Więcej o zarazie koronawirusa >>>
Andrzej Hawranek, kierownik oddziału administracyjnego Wojewódzkiej Stacji Sanitarno-Epidemiologicznej w Krakowie, został ukarany naganą przez swojego szefa Jarosława Foremnego.
Poszło o wpisy, które Hawranek umieścił na swoim prywatnym koncie na Twitterze 1 kwietnia. Najpierw napisał: – „Śmiech przez łzy, w Krakowie, prawie milionowym mieście, wykonuje się ok 270 testów/dzień, dane z WSSE i nie jest to 1 kwietnia…”. W kolejnym wpisie dodał: – „Już nieaktualny wpis o ok. 270 testach/dzień w Krakowie, obecnie nie wykonuje się ich w ogóle, brak odczynnika…”.
Dwa dni później Hawranek otrzymał od dyrektora WSSE Jarosława Foremnego naganę. – „Ta nieprawdziwa informacja nie tylko godzi w dobre imię Pracodawcy, ale (…) wywołała szeroki negatywny oddźwięk i zbędny niepokój u szeregu obywateli” – napisał Foremny. Dodajmy, że informację, że w Krakowie nie wykonuje się testów na obecność koronawirusa, bo brakuje odczynnika podała wcześniej rzeczniczka… tegoż Sanepidu Dominika Łatak-Glonek.
Foremny w uzasadnieniu nagany dla Hawranka napisał również: – „Naruszenie dotyczy również niezastosowania się do mojego polecenia o tym, że informacje dotyczące spraw WSSE w Krakowie, zwłaszcza związane z bezpieczeństwem epidemiologicznym Małopolski, winny być udzielane jedynie przeze mnie lub osobę wyznaczoną do pełnienia funkcji rzecznika prasowego stacji” – czytamy w naganie.
Po otrzymaniu nagany Hawranek złożył sprzeciw. – „Uważam, że wszyscy obywatele naszego kraju mają prawo do informacji, zastraszyć i zakneblować obecnej władzy się nie pozwolę” – napisał na Twitterze.

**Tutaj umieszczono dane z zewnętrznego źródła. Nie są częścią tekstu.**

PR #586, opened 2026-08-07
Simulator: replay device that plays a real shot matched to the selected profile

johnbuckman:
> ⚠️ **Vibe-coded, needs review.** Built with Claude Code at John's direction. Functional and fully tested, but treat the design as a proposal.

Reworked per @tadelv's review: replay is now its **own device**, not baked into `MockDe1`. Rebased onto `main` (the earlier in-`MockDe1` approach and the plugin-toggle commit are gone), so `MockDe1`/`MockScale` are untouched and keep the recent simulator-realism work.

## Summary

- **Problem:** the simulated DE1 synthesizes telemetry — never looks like a real pull, identical every run.
- **What changed:** new `simulate=replay` devices **`MockReplayDe1` + `MockReplayScale`** that play back a real recorded shot. On shot start `MockReplayDe1` asks `SimulatedShotLibrary` for a bundled recording **made with the currently selected profile** (normalized-title match); if none exists it falls back to a generic shot. It streams the recording at 10 Hz; `MockReplayScale` reports the recording's **real weight** (no flow integration).
- **SRP:** `MockReplayDe1 extends MockDe1` only to inherit the large `De1Interface` stub surface; it runs its own connection/stream/timer and never uses the puck sim. `MockDe1`/`MockScale` remain the pure puck simulator.
- **What did NOT change:** `MockDe1`/`MockScale`, real device paths, REST/WS API, storage.

## The corpus (visualizer.coffee)

Profile-matched shots were pulled from the public visualizer.coffee firehose — one real shot per bundled profile that had a public match (**14 of 71** at build time: the popular Decent defaults; the long tail has no public shots → generic fallback). Each was reconstructed into a `.shot` and run through the existing `TclShotParser` → 10 Hz pipeline. `assets/simulations/manifest.json` maps profile title → shot.

## Change Type

- [x] Feature
- [x] Docs

## Scope

- [x] Scale / weight / flow
- [x] Docs / specs

## Linked Issues

- Related: John Todo 10181321154; supersedes this PR's original in-`MockDe1` approach per review.

## Documentation Obligations

- [x] N/A for API/skin/profile/device-flow specs. Internal notes updated: `doc/AI_BUILD_NOTES.md`, `doc/AI_TESTING_NOTES.md`; design doc at `doc/plans/archive/simulator-shot-replay/design.md`.

## Security Impact

- REST/WS/network/BLE/USB/filesystem/plugin-sandbox: **No** on all (simulated devices only; reads a bundled asset via `rootBundle`).

## User-Visible Changes

- In `simulate=replay`, starting an espresso replays a real recorded shot matched to the selected profile (or a generic fallback) at 10 Hz, with the recording's real weight. No change with real hardware or the other simulate modes.

## Verification

- [x] `dart format lib test` clean · [x] `flutter analyze` clean · [x] `flutter test` — **all 2888 pass**
- New tests: `ShotReplayer` mapping; `SimulatedShotLibrary` profile match + normalization + fallback; `MockReplayDe1` picks the profile-matched shot, falls back when unmatched, and the scale reports recorded weight; asset guard/regenerator.
- Manual: not yet re-run on macOS after the device split (previous versions were). Will attach a screenshot.

## Compatibility & Migration

- Backward compatible? **Yes.** No config/env/DB migration.

## Risks & Mitigations / rework spots (please scrutinize)

- `MockReplayDe1 extends MockDe1` for interface reuse but never uses the puck code — a shared `SimulatedDe1Base` would be cleaner but means refactoring `MockDe1`.
- Injected single "Replay" profile step (so the JSON round-trips) is a placeholder; real advanced_shot frames not reconstructed.
- Large committed corpus (~17 shot JSONs + `.shot` sources).
- Coverage is 14/71 profiles; the rest replay a generic fallback.


tadelv:
Closing this because we want to keep Decaid's simulator profile-driven rather than replace it with historical-shot replay.

The simulator is useful not just for producing realistic-looking telemetry, but for exercising the selected profile and the normal Decaid shot-control path: profile steps and transitions, limiters, target-weight behavior, MockScale/ShotSequencer interaction, and other profile-dependent behavior. Replaying a fixed historical shot would largely bypass those semantics, so although the resulting telemetry is more realistic, it makes `simulate=1` less representative of how Decaid itself behaves for a given profile.

The direction in #590 is a better fit for what we want: retain the synthetic/profile-driven model and improve its realism, including honoring profile limiters and introducing bounded puck variation.

Thanks for putting this together — the replay approach is useful in its own right, but it isn't the direction we want for the default Decaid simulator.

johnbuckman:
Reworked per your review, @tadelv: replay is now its own device pair (`MockReplayDe1` + `MockReplayScale`, `simulate=replay`) instead of being baked into `MockDe1` — so `MockDe1`/`MockScale` stay the single-responsibility puck simulator and keep the recent realism work. I rebased onto `main` and force-pushed, dropping the old in-`MockDe1` approach and the plugin-toggle commit.

New capability on top of your suggestion: the replay device picks a bundled recording **made with the currently selected profile** when one exists (pulled from visualizer.coffee — 14 of the 71 bundled profiles had a public match), else a generic fallback. `MockReplayDe1` reuses `MockDe1` only for the `De1Interface` stub surface; it runs its own stream/timer and never touches the puck sim.

Still vibe-coded — the extends-for-reuse seam and the placeholder profile step are the spots I'd most want your eyes on. All 2888 tests pass.

johnbuckman:
Built @ODevStudio's #590 goals into the replay path.

#590 (merged) argued replay 'discards the selected profile and target-weight dynamics.' Replay now answers both:
- **Selected profile** — it already plays a recording made with the current profile.
- **Target weight** — the recorded weight flows through the normal `ScaleController`/`ShotSequencer`, so a replayed shot now **stops at the profile's target yield via the exact stop-at-weight path a real shot uses** — no replay-specific stop logic (respecting #590's 'no duplicate stop-at-weight' boundary). The only change needed: recordings start at the pour, so `MockReplayDe1` first emits a brief `preparingForShot` frame to kick off the sequencer's lifecycle. Locked in by `test/integration/replay_target_weight_test.dart`.

#590's per-shot puck-resistance jitter is inherently synthetic and doesn't apply to replaying real recordings.

Full suite green (2889). Note: #590's realism work is on `main` and untouched by this branch.

johnbuckman:
@vid please reopen this and let's discuss.  It's a genuinely useful feature that I'd like to have optional in decaid, but which is acceptable to your requirements.  So, if it's still not acceptable, let's discuss.

tadelv:
@johnbuckman instead of creating a device pair, a single device should be used, just like a Bengle, which has Scale and steam temp and other mixins

tadelv:
the current approach is still incorrect, either a commit was not pushed or is wrongly implemented. ShotReplayer should be a stand alone device, not injected into MockDe1

tadelv:
@johnbuckman  also please open a new PR, I seem to be unable to reopen this one

PR #605, opened 2026-08-12
fix: align Bengle MMR units with firmware

ODevStudio:
## Summary

- Problem: Decaid encoded Bengle `MatSetPoint` in tenths, while firmware consumes whole degrees; the REST contract still accepted unrepresentable fractions.
- Why it matters: a 60 C target was sent as raw 600, and fractional API values would be silently truncated after correcting the wire scale.
- What changed: use the firmware's x1 units, expose integer cup-warmer values, reject fractional or out-of-range input, and document the 0..80 C range with 1 C resolution.
- What did NOT change (scope boundary): byte-level cup-warmer wire regressions remain; the duplicated firmware fixture and contract test were removed.

## Change Type (select all)

- [x] Bug fix
- [ ] Feature
- [x] Docs
- [ ] Security hardening
- [ ] Chore / infra

- [x] REST API / handlers
- [ ] WebSocket API
- [ ] Scale / weight / flow
- [ ] WebUI skins
- [ ] Plugins / JS runtime
- [ ] UI / Flutter widgets
- [ ] CI / build / infra
- [x] Docs / specs

## Linked Issues

- Related #462
- Related #601

## Root Cause (if bug fix)

- Root cause: `MatSetPoint` copied the x10 convention used by other temperature registers even though this firmware register uses multiplier 1.
- Missing detection or guardrail: the public API did not validate values against the register's whole-degree resolution.
- Contributing context (if known): the shared scaled encoder truncates values that are not representable at the configured scale.

  - [x] Unit test
- Target test or file: `test/models/device/bengle_cup_warmer_test.dart` and `test/services/webserver/de1handler_cup_warmer_test.dart`
- Scenario the test should lock in: raw wire writes use whole degrees, GET returns an integer, and `{temperature: 60.5}` returns 400.
- If no new test added, why not: N/A

- [x] API spec updated: `assets/api/rest_v1.yml`
- [ ] N/A - no docs affected

## Security Impact (required)

- New or changed REST endpoints? (`Yes/No`): Yes, validation and schema for the existing cup-warmer endpoint.
- New or changed WebSocket topics? (`Yes/No`): No
- New or changed network calls? (`Yes/No`): No
- BLE/USB surface changed? (`Yes/No`): Yes, the existing Bengle cup-warmer write now uses x1 firmware units.
- File system access changed? (`Yes/No`): No
- Plugin sandbox boundary changed? (`Yes/No`): No
- If any `Yes`, explain risk and mitigation: validation rejects values the hardware cannot represent, range checks remain 0..80 C, and byte-level tests assert the raw write/read behavior.

## User-Visible Changes

The cup-warmer REST API now returns whole-degree integers and rejects fractional targets with HTTP 400.

- [x] `dart format lib test` - changed Dart files formatted
- [x] `flutter analyze` - no issues found
- [ ] `flutter test` - full suite completed with 2,791 passes and 116 unrelated Windows/CRLF and timing failures
- [ ] `./scripts/fetch_dye2_plugin.sh` - not applicable; plugin assets are unchanged

- OS / platform tested: Windows
- Simulated devices? (`simulate=1`): No
- What you personally verified and how: ran the focused REST and byte-level cup-warmer tests and parsed the updated OpenAPI document through the existing schema test.
- Edge cases checked: integer response, fractional rejection, 0..80 bounds, raw 60 write, raw 80 clamp.
- What you did **not** verify: live app or real Bengle hardware.

### Evidence

- [ ] Log snippets

Focused result: 15 tests passed. OpenAPI schema test passed. `flutter analyze` reported no issues.

## Compatibility & Migration

- Backward compatible? (`Yes/No`): No for clients sending fractional cup-warmer targets; those requests now return 400 instead of truncating.
- Config / env changes needed? (`Yes/No`): No
- Database migration needed? (`Yes/No`): No
- If any `No` or `Yes`, explain exact steps: clients must send integer targets from 0 through 80.

## Risks & Mitigations

- Risk: clients that send values such as 60.5 will receive 400.
  - Mitigation: OpenAPI and `doc/Api.md` now state integer type and 1 C resolution.


tadelv (changes requested):
The register fix itself is correct, but I’d like two changes before merge:

1. **Update the public cup-warmer API to match the firmware’s whole-degree resolution.** `MatSetPoint` is now correctly modeled with multiplier 1, so Decaid should no longer advertise arbitrary floating-point precision that the machine cannot represent. Please make the REST/API contract explicitly whole-degree only, including request validation and OpenAPI. For example, reject fractional values rather than silently truncating them, and add the corresponding API regression coverage. `0..80 °C` remains the valid range; the important change is the 1 °C step/resolution.

2. **Remove the firmware contract fixture/test from this PR entirely.** We do not want a duplicated/pinned firmware contract maintained in the Decaid source tree. Firmware behavior and register definitions will be derived from the actual firmware repositories/source when needed. Please remove `test/fixtures/bengle_mmr_contract.json` and `test/unit/models/device/impl/bengle/mmr_contract_test.dart` rather than revising or expanding them.

Keep the byte-level cup-warmer regression tests that directly exercise Decaid’s actual wire behavior; those are useful and should remain.

tadelv (approved):

PR #604, opened 2026-08-12
fix: round Bengle scaled MMR writes

ODevStudio:
## Summary

- Problem: protected capability MMR writes truncated scaled doubles, so a Bengle 2.3 g stop target could serialize as raw 229 instead of 230.
- Why it matters: firmware should receive the nearest representable scaled value; floating-point representation must not bias targets downward.
- What changed: round protected scaled writes, lock Bengle and private DE1 behavior with regressions, correct the capability description, and revise the MockBengle integrated-scale scenario for firmware-autonomous SAW.
- What did NOT change (scope boundary): no SAW range, readback, tare, or A013 work already delivered by #601; no public API shape or private DE1 serialization change.

## Change Type (select all)

- [x] Bug fix
- [ ] Feature
- [ ] Refactor required for the fix
- [x] Docs
- [ ] Security hardening
- [ ] Chore / infra
- [ ] Plugin (DYE2 or bundled skin)

## Scope (select all touched areas)

- [x] BLE transport / device comms
- [ ] REST API / handlers
- [ ] WebSocket API
- [ ] Machine state / shot logic
- [x] Scale / weight / flow
- [ ] Profiles / beans / grinders / workflows
- [ ] WebUI skins
- [ ] Plugins / JS runtime
- [ ] UI / Flutter widgets
- [ ] Storage / Drift database
- [ ] CI / build / infra
- [x] Docs / specs

## Linked Issues

- Related #462
- Related #601

## Root Cause (if bug fix)

- Root cause: `(value * scale).toInt()` truncates binary floating-point products such as `2.3 * 100`, which can be represented just below 230.
- Missing detection or guardrail: no regression distinguished the protected capability writer from the legacy private DE1 writer.
- Contributing context (if known): #601 established the current Bengle SAW path, leaving only this serialization residual from #462.

## Regression Test Plan (if bug fix or refactor)

- Coverage level that should have caught this:
  - [x] Unit test
  - [ ] Integration test (mock transport edge)
  - [x] End-to-end test (`simulate=1` + curl/websocat)
  - [ ] Existing coverage already sufficient
- Target test or file: `test/unit/models/device/impl/de1/unified_de1/protected_surface_test.dart`
- Scenario the test should lock in: Bengle `endOfShotWeight = 2.3` writes raw 230 while plain DE1 `setSteamFlow(2.3)` remains raw 229.
- If no new test added, why not: N/A

## Documentation Obligations (required)

[...]

Issue #469, opened 2026-07-16
Bengle machine support (Decent-hardware variant) — overview + PR index


ChampionDesigns:
This is the umbrella overview for Bengle machine support in reaprime, now open as a foundation PR
plus a stack of small, severable, capability-gated PRs (indexed below), alongside a few independent
DE1 fixes. Posting per CONTRIBUTING to align on scope, sequencing, and the two open questions at the
end — happy to adjust scope, split further, restructure (including core vs plugin), or provide the
per-PR hardware-validation evidence.

## What Bengle is

Bengle is a machine built on Decent hardware that identifies itself over the standard `v13Model`
MMR with a value `>= 128`. It speaks the DE1 protocol as a strict superset, and adds:

- an **integrated scale** (load cells in the drip tray; weight rides a new BLE characteristic
  `0xA013` carrying an extended shot sample),
- **LED strips**, a **cup warmer** with a heated mat, and a **milk temperature probe**,
- a **USB-serial transport** as a full alternative to BLE (works with Bluetooth off).

Everything here is hardware-validated against a live machine running pinned firmware, with **one**
exception on the record: the cup-warmer **mat-temperature readout** is unit/mock-tested only
(severable). The load-cell **calibration wizard** (isolated-cell auto-detect) is hardware-validated
end-to-end — the empty-platform zero and both per-cell latches. Everything ships with a full
unit/integration test suite plus a mock device (`simulate=bengle`) so CI and reviewers need no
hardware.

## PR index

**Bengle capability stack** — foundation first, then additive capability PRs gated on Bengle
detection. They are a stack; **please review/merge in dependency order**. Each PR bases on the
previous branch, so until the earlier ones merge the later diffs are cumulative (noted in each PR).

1. #459 — B-1 · `feat(bengle):` model-authoritative machine class, MTU 517, and a firmware↔app MMR contract
2. #460 — B-2 · `feat(serial):` DE1-family USB-serial parity, and let a wired-only setup reach its machine
3. #461 — B-3 · `feat(bengle):` 0xA013 as the sole shot source, and report the firmware's own gravimetric flow
4. #462 — B-4 · `feat(bengle):` fill in the real EndOfShotWeight and ScaleTare registers
5. #463 — B-5 · `feat(bengle):` isolated-cell auto-detect load-cell calibration wizard
6. #464 — B-6 · `feat(bengle):` LED strip palettes + live preview over MMR
[...]

PR #612, opened 2026-08-13
feat: complete Bengle support for the current firmware (scale cal, LEDs, cup warmer + preheat, wake schedule)

tadelv:
## Summary

Completes Decaid's Bengle support for the current `BengleMainCPUFirmware`
snapshot (tadelv/Bengle `master` @ `2377c7e0e48e9ee2c43cf02ad2f82028252f56e8`),
replacing the remaining open historical Bengle PRs. Every feature was
re-derived from the current firmware (MMR.def rows 39-61 + the consuming
C/C++ in System.cpp / System.hpp / APIView.cpp / ShotMachine.cpp /
CLoadCellCal.hpp), never copied from the historical PRs. Decaid `main` base:
`bc56025ee4e454c9910dd876897ef674bea535a9`.

- **Scale calibration** (firmware rows 39-41): `zero` / `latch` (isolated-cell,
  auto-detect, fractional grams ×10 on the wire) / `abort`, full packed
  `ScaleCalState` decode (step, detected cell, sub-state, seconds remaining,
  E_CalStatus incl. NotIsolated), acceptance observed as the step leaving its
  terminal value (guards the firmware's latched-terminal race), single-flight,
  REST `GET`/`PUT /api/v1/machine/scaleCalibration` (202 accepted / 409
  rejected).
- **LED strips** (rows 43-48): real persisted palette implementation replacing
  the stub — hydration once per connection (failed hydration → 503, never
  fabricated black), write-through `PUT` (firmware persists immediately),
  `frontSwitch` derived from the front strip exactly like the firmware (black
  → product defaults; ignored on write — no independent switch register),
  `commit` = documented compatibility no-op, `reset` = truthful firmware
  reload.
- **Cup warmer manual mode + live temperature** (rows 50, 58): explicit
  `enabled` without destroying the persisted `MatSetPoint`;
  `{"temperature": 45}` keeps its historical meaning (set AND enable manual
  heating); RAM-only mode is never re-enabled on reconnect;
  `currentTemperature` nullable (raw 0 = no valid reading).
- **Scheduled pre-warm** (rows 59-61): firmware-owned timing, persisted
  `enabled`/`leadMinutes` (0-120), read-only `active`; the app stores nothing
  and never reasserts on connect. New `GET`/`PUT /cupWarmer/preheat`.
- **Firmware wake schedule + inactivity timeout** (rows 54-57): app
  `sleepTimeoutMinutes` pushed 1:1 (0..240, 0 = disabled — **no** #467
  60-minute floor); local wall-clock (DST-safe) + wake table pushed on every
  connect and on settings change (RAM-only); windows translated app-side
  (`keepAwakeFor=N` → `[start, start+N)`, otherwise `[start, start+240)` per
  product decision; Dart weekday → firmware dow; midnight splits; 32-entry
  cap); rewrite sequence is edge-safe against spurious wakes. No
  `ScheduleStatus` invention.
- **Firmware surface**: no probe and no per-endpoint gating — every
  Bengle is assumed to run the current firmware. There are no
  pre-`2377c7e0` Bengles in the field (decision 2026-08-15), so the
  old-firmware compat layer (empty capability list, 404s, schema
  nullability, mock flag) was removed. Bengle endpoints 404 only on
  non-Bengle machines; plain DE1s get zero Bengle-only writes.

## Linked Issue

N/A — supersedes the remaining historical Bengle PRs (see Historical
disposition below). Umbrella tracker: #469 (not touched).

## Historical disposition

- **#461** → superseded by #601 (A013 telemetry, integrated weight, GFlow,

Demokracja kopertowa, demokracja korespondencyjna – to nie jest demokracja, w której spór o idee i racje jest dostępny dla wszystkich.
Udało się Kaczyńskiemu wyciszyć demokrację – w Sejmie nie ma debat, są restrykcje marszałka wobec opozycyjnych posłów.
Demokracja sfałszowana, bo taka będzie, gdy dojdzie do głosowania korespondencyjnego.
Polityk służy społeczeństwu (jakkolwiek to brzmi górnolotnie), a nie korytu. Do koryta pcha się folwark zwierząt PiS, ani to inteligentni politycy, ani utalentowani, motłoch z łapanki.
Zaraza koronawirusa nie przeszkadza Kaczyńskiemu myśleć tylko o władzy dla samej władzy. Nie ma on żadnego kontaktu z ludźmi. Dość szybko w kraju nastąpiła degeneracja władzy i to bardziej zdegenerowana niż za PRL.
Można z całą odpowiedzialnością intelektualną i moralną określić prezesa PiS jako degenerata.
Rządzi nami autokrata degenerat za pomocą zdegenerowanej demokracji, mutanta ustrojowego – demokracji kopertowej, korespondencyjnej.
A za to się płaci, za to zapłaci autor degenerat.